#### [Activity]
Return each line of the listing in which the word "Context" appears.

#### [The data]
PR #973, opened 2022-08-15
Intoto v0.0.2

### LINKED ISSUE #582: in-toto records don't contain signatures

pxp928:
#### Summary

The current implementation of the intoto type within Rekor does not persist the signatures from the wrapping DSSE envelope into the log entry stored by Trillian. This makes it impossible to independently verify the cryptographic validity of the entry without possession of the original DSSE envelope.

Based on the discussion and design doc, it was decided to create a v0.0.2 of the intoto Rekor type with changes from v0.0.1. In addition also persisting multiple public keys and signatures. 

Design Doc - https://docs.google.com/document/d/17gB598uEkoxx8j9sDhrvfhuNFHW5BSsWEiMP8POn8xo/edit?resourcekey=0-1H4eG4-4-UQYIEXZgj6AKQ#heading=h.6dq5va2kfzsw

Fixes https://github.com/sigstore/rekor/issues/582

#### Release Note

Adds new v0.0.2 for intoto type into rekor for support of DSSE envelope with multi signature and public key


pkg/types/intoto/v0.0.2/entry.go
```diff
@@ -0,0 +1,417 @@
+//
+// Copyright 2021 The Sigstore Authors.
```
bobcallaway: s/2021/2022 for new files

pkg/types/intoto/v0.0.2/entry.go
```diff
@@ -0,0 +1,417 @@
...
+	if err := json.Unmarshal(p, &predicate); err != nil {
+		return nil, err
+	}
+	return &predicate, nil
+}
+
+func (v *V002Entry) Unmarshal(pe models.ProposedEntry) error {
+	it, ok := pe.(*models.Intoto)
+	if !ok {
+		return errors.New("cannot unmarshal non Intoto v0.0.1 type")
```
bobcallaway:
```suggestion
		return errors.New("cannot unmarshal non Intoto v0.0.2 type")
```

pkg/types/intoto/v0.0.2/entry.go
```diff
@@ -0,0 +1,417 @@
...
+	}
+
+	// field validation
+	if err := v.IntotoObj.Validate(strfmt.Default); err != nil {
+		return err
+	}
+
+	if string(v.IntotoObj.Content.Envelope.Payload) == "" {
+		return nil
+	}
```
bobcallaway, line 174: why do you return nil here? If the payload were missing this feels like an error.

pkg/types/intoto/v0.0.2/entry.go
```diff
@@ -0,0 +1,417 @@
...
+	returnVal.Spec = re.IntotoObj
+	returnVal.APIVersion = swag.String(re.APIVersion())
+
+	return &returnVal, nil
+}
+
+// verifyEnvelope takes in an array of possible key bytes and attempts to parse them as x509 public keys.
+// it then uses these to verify the envelope and makes sure that every signature on the envelope is verified.
+// it returns a map of verifiers indexed by the signature the verifier corresponds to.
+func verifyEnvelope(allPubKeyBytes [][]byte, env *dsse.Envelope) (map[string]*x509.PublicKey, error) {
```
bobcallaway, line 380: Is there a way we can use the DSSE signer/verifier implementation from https://pkg.go.dev/github.com/sigstore/sigstore@v1.4.0/pkg/signature/dsse instead of re-implementing it here?

pkg/types/intoto/v0.0.2/intoto_v0_0_2_schema.json
```diff
@@ -0,0 +1,101 @@
...
+                        }
+                    },
+                    "required": [
+                        "algorithm",
+                        "value"
+                    ],
+                    "readOnly": true
+                },
+                "payloadHash": {
+                    "description": "Specifies the hash algorithm and value covering the envelope's payload after being PAE encoded",
```
bobcallaway: I'm curious as to why you decided to take the hash over the PAE encoded payload vs the decoded payload?

pkg/types/intoto/v0.0.2/entry.go
```diff
@@ -0,0 +1,417 @@
...
+	}
+
+	return nil
+}
+
+func (v *V002Entry) Canonicalize(ctx context.Context) ([]byte, error) {
+
+	canonicalEntry := models.IntotoV002Schema{
+		Content: &models.IntotoV002SchemaContent{
+			Envelope:    v.IntotoObj.Content.Envelope,
```
bobcallaway: This will persist the public key(s), signature(s), as well as the payload itself (which we don't do in v0.0.1). Is there a reason we are storing the payload here too?

pkg/types/intoto/v0.0.2/entry.go
```diff
@@ -0,0 +1,417 @@
...
+	}
+
+	v.env = *env
+
+	decodedPayload, err := base64.StdEncoding.DecodeString(string(v.IntotoObj.Content.Envelope.Payload))
+	if err != nil {
+		return fmt.Errorf("could not decode envelope payload: %w", err)
+	}
+
+	paeEncodedPayload := dsse.PAE(*v.IntotoObj.Content.Envelope.PayloadType, decodedPayload)
```
bobcallaway: the payloadHash computed here won't match the []byte returned on line 241 since it is not paeEncoded; these need to match.

pkg/types/entries.go
```diff
@@ -134,5 +134,7 @@ type ArtifactProperties struct {
 	SignatureBytes              []byte
 	PublicKeyPath               *url.URL
 	PublicKeyBytes              []byte
+	MultiPublicKeyBytes         [][]byte
```
bobcallaway: I think you'll need to find a way to pass multiple public keys in via command line args to fill this slice, which I don't see in this PR.

pkg/types/intoto/v0.0.2/entry.go
```diff
@@ -0,0 +1,417 @@
...
+	for _, sig := range v.IntotoObj.Content.Envelope.Signatures {
+		keyHash := sha256.Sum256(sig.PublicKey)
+		result = append(result, "sha256:"+hex.EncodeToString(keyHash[:]))
+
+		keyObj, err := x509.NewPublicKey(bytes.NewReader(sig.PublicKey))
+		if err != nil {
+			return nil, err
+		}
+
+		result = append(result, keyObj.EmailAddresses()...)
```
bobcallaway:
```suggestion
		result = append(result, keyObj.Subjects()...)
```

pkg/types/intoto/v0.0.2/entry.go
pxp928: Not sure what you mean by this question. Can you elaborate? The DSSE envelope contains the payload. Is it also getting stored somewhere in rekor that I need to account for?

pkg/types/intoto/v0.0.2/intoto_v0_0_2_schema.json
pxp928: Since DSSE uses PAE based on the protocol definition it makes sense to store the hash PAE format, which includes the payloadType.

pkg/types/intoto/v0.0.2/entry.go
pxp928: Fixed.

pkg/types/intoto/v0.0.2/intoto_v0_0_2_schema.json
```diff
@@ -0,0 +1,101 @@
...
+                                "description": "a signature of the envelope's payload along with the public key for the signature",
+                                "type": "object",
+                                "properties": {
+                                    "keyid": {
+                                        "description": "optional id of the key used to create the signature",
+                                        "type": "string"
+                                    },
+                                    "sig": {
+                                        "description": "signature of the payload",
+                                        "type": "string"
```
bobcallaway: this should probably have `"format": "byte"` added since it will be base64 encoded.

pkg/types/intoto/v0.0.2/entry.go
bobcallaway: the JSON schema for `v.IntotoObj.Content.Envelope` shows that it contains the payload, payload type, and signatures (that include the signature values & public keys). By copying through the entire value here during canonicalization, the entire value will be persisted as part of the log entry - whereas in v0.0.1 we only persisted the public key, envelopeHash and payloadHash values. 

If rekor is configured to store attestations, the payload will be written to the storage layer (`pkg/storage`).

pkg/types/intoto/v0.0.2/intoto_v0_0_2_schema.json
bobcallaway: having `payloadHash` match the digest of the content (agnostic of any encoding scheme) would help users know that the actual intoto attestation bytes match a local copy of the attestation.

pkg/types/intoto/v0.0.2/intoto_v0_0_2_schema.json
pxp928: Changed.

pkg/types/intoto/v0.0.2/intoto_v0_0_2_schema.json
pxp928: Makes sense. I can remove the PAE encoding.

pkg/types/intoto/v0.0.2/entry.go
pxp928: Ah yes. I see what you mean. I will remove the payload from being stored.

pkg/types/entries.go
pxp928: Before moving further down this route, wanted to ask if this method was proper. I can add in the command line args if there was no other better alternative to this.

pkg/types/intoto/v0.0.2/entry.go
pxp928: Let me look to use this instead.

pkg/types/intoto/v0.0.2/entry.go
pxp928: Changed to payload only without the PAE encoded.

pkg/types/intoto/v0.0.2/intoto_v0_0_2_schema.json
pxp928: Actually this is already coming base64 encoded from the DSSE envelope so this will result in double encoding. Same for payload and signature
```
{
  "payload": "<Base64(SERIALIZED_BODY)>",
  "payloadType": "<PAYLOAD_TYPE>",
  "signatures": [{
    "keyid": "<KEYID>",
    "sig": "<Base64(SIGNATURE)>"
  }]
}
```

pkg/types/intoto/v0.0.2/entry.go
pxp928: Using the implementation provided by sigstore does not provide the functionality in mapping the keys to the valid signature. The sigstore implementation just validates all the signatures with the pub keys but we further do mapping of the keys to sigs to create the log entry. We could create a issue to track this and update sigstore to add this functionality there?

pkg/types/entries.go
pxp928: added the command line args and unit tests.

pxp928:
@bobcallaway Ready for another review.

cmd/rekor-server/app/serve.go
```diff
@@ -38,7 +38,7 @@ import (
 	"github.com/sigstore/rekor/pkg/types/helm"
 	helm_v001 "github.com/sigstore/rekor/pkg/types/helm/v0.0.1"
 	"github.com/sigstore/rekor/pkg/types/intoto"
-	intoto_v001 "github.com/sigstore/rekor/pkg/types/intoto/v0.0.1"
+	intoto_v002 "github.com/sigstore/rekor/pkg/types/intoto/v0.0.2"
```
bobcallaway, line 42: I think you'll want to leave v001 to ensure that entries that are fetched from the log could still be parsed

cmd/rekor-server/app/serve.go
```diff
@@ -88,7 +88,7 @@ var serveCmd = &cobra.Command{
 			rekord.KIND:       rekord_v001.APIVERSION,
 			rpm.KIND:          rpm_v001.APIVERSION,
 			jar.KIND:          jar_v001.APIVERSION,
-			intoto.KIND:       intoto_v001.APIVERSION,
+			intoto.KIND:       intoto_v002.APIVERSION,
```
bobcallaway: same here, probably want to leave both

pkg/types/intoto/intoto_schema.json
```diff
@@ -6,7 +6,7 @@
     "type": "object",
     "oneOf": [
         {
-            "$ref": "v0.0.1/intoto_v0_0_1_schema.json"
+            "$ref": "v0.0.2/intoto_v0_0_2_schema.json"
```
bobcallaway, line 12: I think this makes sense, we need to make sure entries that were made under v001 can still be read out successfully but all new entries should ideally be stored using v002. I think we should add an e2e test that guarantees that no additional v001 entries could be made (because of the lack of signatures), but existing v001 entries could still be read out of the log (see issue872 tests which might be helpful in this).

dlorenc:
Looks like something is up with codegen here....

bobcallaway:
looks like some of the path names in `Makefile.swagger` have an extra `/` in them for some reason.

pxp928:
Looks like the Makefile is doing unwanted substitution?
```
@echo "SWAGGER_GEN=`find pkg/generated/client pkg/generated/models/ pkg/generated/restapi/ -iname '*.go' | grep -v 'configure_rekor_server' | sort -d | tr '\n' ' ' | sed 's/ $$//'`" >> Makefile.swagger;
```

bobcallaway:
> Looks like the Makefile is doing unwanted substitution?
> 
> ```
> @echo "SWAGGER_GEN=`find pkg/generated/client pkg/generated/models/ pkg/generated/restapi/ -iname '*.go' | grep -v 'configure_rekor_server' | sort -d | tr '\n' ' ' | sed 's/ $$//'`" >> Makefile.swagger;
> ```

https://github.com/sigstore/rekor/pull/984 pushed to fix this

cmd/rekor-cli/app/pflag_groups.go
```diff
@@ -73,6 +73,11 @@ func addArtifactPFlags(cmd *cobra.Command) error {
 			"path or URL to public key file",
 			false,
 		},
+		"multi-public-key": {
```
bobcallaway: What are your thoughts on just changing `public-key` to take multiple values instead of creating an entirely new cmd line argument?

pkg/types/intoto/v0.0.2/intoto_v0_0_2_schema.json
bobcallaway: I agree they'll already come base64 encoded, but the code should account for that. The schema should document the expectation that the values are base64 encoded.

cmd/rekor-cli/app/pflag_groups.go
pxp928: Yes, I agree with this path. I actually started to go down this route but wanted the maintainers feedback before I changed an existing flag. Changing `public-key` would be the better path, I did not want to break something unintentionally because of it.

dlorenc:
Tests seem stuck here.

cmd/rekor-server/app/serve.go
pxp928: This would result in changing the intoto.KIND to handle both versions. Thoughts on what the key should look like?

pkg/types/intoto/v0.0.2/intoto_v0_0_2_schema.json
pxp928: Would this not result double encoding? As a result we have to decode twice to get for example the payload and signature back?
```
re.IntotoObj.Content.Envelope.Payload = strfmt.Base64(env.Payload)
```

dlorenc:
Github is back, you might need to force push/rebase to kick the tests though.

cmd/rekor-server/app/serve.go
pxp928: This would result in changing the `intoto.KIND` to handle both versions. Thoughts on what the key should look like?

cmd/rekor-cli/app/pflag_groups.go
pxp928: Changed.

pkg/types/intoto/v0.0.2/intoto_v0_0_2_schema.json
pxp928: Done.

pkg/types/intoto/intoto_schema.json
pxp928: Need some help on writing up the test for this. I see the script `issue-872-e2e-test.sh` to test this but not sure what needs to be done to get a e2e test for it.

pxp928:
Updating the tests.

pxp928:
Any thoughts on why the e2e test fail on `[GET /api/v1/log/entries/{entryUUID}][404] getLogEntryByUuidNotFound`. The entry seems to get created successfully.

cmd/rekor-server/app/serve.go
priyawadhwa: Maybe we just have keys with the version included, something like

```
intoto.KINDV001
intoto.KINDV002
```

etc

pkg/types/intoto/intoto_schema.json
priyawadhwa: I think the existing harness tests might cover this? Older versions will insert intoto attestations at v001, and later when we test while running @ HEAD we can ensure that they can still be retrieved.

We would just need to update the harness tests to test against the 3 previous versions AND main (we don't test against main at the moment).

priyawadhwa:
> Any thoughts on why the e2e test fail on [GET /api/v1/log/entries/{entryUUID}][404] getLogEntryByUuidNotFound. The entry seems to get created successfully.

I ran it locally and got this error:

```
    e2e_test.go:527: [POST /api/v1/log/entries][400] createLogEntryBadRequest  &{Code:400 Message:Error processing entry: intoto implementation for version '0.0.1' not found: unable to locate entry for version 0.0.1}
```


probably related to this comment https://github.com/sigstore/rekor/pull/973/files#r948283591

cmd/rekor-server/app/serve.go
pxp928: @priyawadhwa How did we want to handle the changes to the keys downstream. To initialize both versions of in-toto
```
func init() {
	types.TypeMap.Store(KIND, New)
}

func New() types.TypeImpl {
	bit := BaseIntotoType{}
	bit.Kind = KIND
	bit.VersionMap = VersionMap
	return &bit
}
```

pxp928: Is there a good way to handle the old and new version of intoto entries?

bobcallaway: just make this a `pluggableTypeMap := map[string][]string` and iterate through all the values for each key rather than a 1:1 mapping

pxp928: I was thinking it would be more complicated then that lol.

pxp928:
> > Any thoughts on why the e2e test fail on [GET /api/v1/log/entries/{entryUUID}][404] getLogEntryByUuidNotFound. The entry seems to get created successfully.
> 
> I ran it locally and got this error:
> 
> ```
>     e2e_test.go:527: [POST /api/v1/log/entries][400] createLogEntryBadRequest  &{Code:400 Message:Error processing entry: intoto implementation for version '0.0.1' not found: unable to locate entry for version 0.0.1}
> ```
> 
> probably related to this comment https://github.com/sigstore/rekor/pull/973/files#r948283591

Still getting the same error on the e2e test: `[GET /api/v1/log/entries/{entryUUID}][404] getLogEntryByUuidNotFound`. Did some testing and it looks like the entry does get created. When I run it twice, it does say an entry is present already.

cmd/rekor-cli/app/search.go
```diff
@@ -164,15 +164,18 @@ var searchCmd = &cobra.Command{
...
-			publicKeyStr := viper.GetString("public-key")
-			if isURL(publicKeyStr) {
-				params.Query.PublicKey.URL = strfmt.URI(publicKeyStr)
-			} else {
-				keyBytes, err := ioutil.ReadFile(filepath.Clean(publicKeyStr))
-				if err != nil {
-					return nil, fmt.Errorf("error reading public key file: %w", err)
+
+			splitPubKeyString := strings.Split(publicKeyStr, ",")
+			if len(splitPubKeyString) == 1 {
```
asraa, line 169: should there be an else clause warning that only one public key is provided? or else if someone specifies multiple, they won't search for any at all currently.

pkg/types/alpine/v0.0.1/entry.go
```diff
@@ -322,14 +322,21 @@ func (v V001Entry) CreateFromArtifactProperties(ctx context.Context, props types
 
 	re.AlpineModel.PublicKey = &models.AlpineV001SchemaPublicKey{}
 	publicKeyBytes := props.PublicKeyBytes
-	if publicKeyBytes == nil {
-		publicKeyBytes, err = ioutil.ReadFile(filepath.Clean(props.PublicKeyPath.Path))
-		if err != nil {
-			return nil, fmt.Errorf("error reading public key file: %w", err)
+	if len(publicKeyBytes) == 0 {
+		if len(props.PublicKeyPath) > 1 {
```
asraa: nit: for simplicity just use `if len(props.PublicKeyPath) != 1`? then no need for the second if clause

pkg/types/cose/v0.0.1/entry.go
```diff
@@ -316,19 +316,25 @@ func (v V001Entry) CreateFromArtifactProperties(_ context.Context, props types.A
...
-	if publicKeyBytes == nil {
-		if props.PublicKeyPath == nil {
+	if len(publicKeyBytes) == 0 {
+		if len(props.PublicKeyPath) == 0 {
 			return nil, errors.New("public key must be provided to verify signature")
 		}
-		publicKeyBytes, err = ioutil.ReadFile(filepath.Clean(props.PublicKeyPath.Path))
-		if err != nil {
-			return nil, fmt.Errorf("error reading public key file: %w", err)
+		if len(props.PublicKeyPath) > 1 {
```
asraa: again, could consolidate the `>1` and `==1` check

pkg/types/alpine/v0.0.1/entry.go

#### [Result of this task]
+func (v *V002Entry) Canonicalize(ctx context.Context) ([]byte, error) {
@@ -322,14 +322,21 @@ func (v V001Entry) CreateFromArtifactProperties(ctx context.Context, props types
@@ -316,19 +316,25 @@ func (v V001Entry) CreateFromArtifactProperties(_ context.Context, props types.A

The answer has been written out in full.